TV advertising: It doesn't work like it used to

Tuesday, October 31, 2006

Smaller rehab providers who spend big money on TV, newspaper and radio advertising have found they're getting less bang for their buck these days.
Rick Perrotta, president of Network Medical Supply in Charlotte, N.C., estimates that, despite spending about the same amount of money on advertising this year vs. last year, he's seeing only 75% of the return on his investment.
"It's becoming more difficult and more expensive to generate leads through advertising," he said. "It's not working like it used to, particularly in TV."
A combination of factors could be decreasing the effectiveness of ads, industry sources suspect: There could be fewer people who need wheelchairs and scooters in a particular area. Moreover, ad agencies are telling providers there are more people using DVRs to fast-forward through TV ads.
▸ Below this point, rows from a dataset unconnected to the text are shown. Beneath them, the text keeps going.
PR #114, opened 2019-07-26
Added ValueFilloutTask

iovsn:


features/eolearn/tests/test_feature_manipulation.py
```diff
@@ -43,6 +43,52 @@ def test_content_after_timefilter(self):
...
+
+        # nothing to be filled, return the same eopatch object immediately
+        eopatch_new = ValueFilloutTask(feature, operations='fb', axis=0)(eopatch)
+        self.assertEqual(eopatch, eopatch_new)
+
+        eopatch[feature][0, 0, 0, :] = np.nan
+
+        # filling forward temporally should not fill nans
+        eopatch = ValueFilloutTask(feature, operations='f', axis=0)(eopatch)
+        self.assertTrue(np.isnan(eopatch[feature][0, 0, 0, :]).all())
```
AleksMat: A few of these tests could be improved. Here `ValueFilloutTask` shouldn't change the feature at all. So you could even check that an array before this task and an array after it are completely the same. Similarly you could do in the next test. On the other hand you also might have to check that you don't compare the same object. If I'm not mistaken the task creates a new array object in the process.

features/eolearn/tests/test_feature_manipulation.py
```diff
@@ -43,6 +43,52 @@ def test_content_after_timefilter(self):
...
+
+        # filling nans backwards temporally should fill nans
+        eopatch = ValueFilloutTask(feature, operations='b', axis=0)(eopatch)
+        self.assertFalse(np.isnan(eopatch[feature]).any())
+
+        # try filling something else than nan (e.g.: -1)
+        eopatch[feature][0, :, 0, 0] = -1
+        eopatch = ValueFilloutTask(feature, operations='b', value=-1, axis=-1)(eopatch)
+        # !!
+        self.assertFalse(np.isnan(eopatch[feature]).any())
```
AleksMat: Did you want to check here that there are no -1 values? This check for nan values doesn't hurt, but the main thing here should be to check if all -1 values have been replaced.

iovsn:
Tests are now updated.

Jerry Keiderling, who heads up The VGM Group's U.S. Rehab, which recently launched a program to help its members develop ad campaigns, also offered this: "There's been so much newspaper coverage of the fraud in the industry that, maybe, people are also being more wary of ads."
Tim Pederson, CEO of WestMed Rehab in Rapid City, S.D., hasn't seen the effectiveness of his ads drop, but he has learned that keeping ads effective means keeping them "relevant."
Bernie Hamann, who owns Lakeside Mobility in Rochester, N.H., with his wife, Cindy, agreed.
"You need to keep things fresh," said Hamann. "In the five years that we've been advertising, we've had 40 different TV ads out there."
Just the same, Perrotta now plans to focus more attention on bringing onboard sales reps to knock on doors, looking for referrals.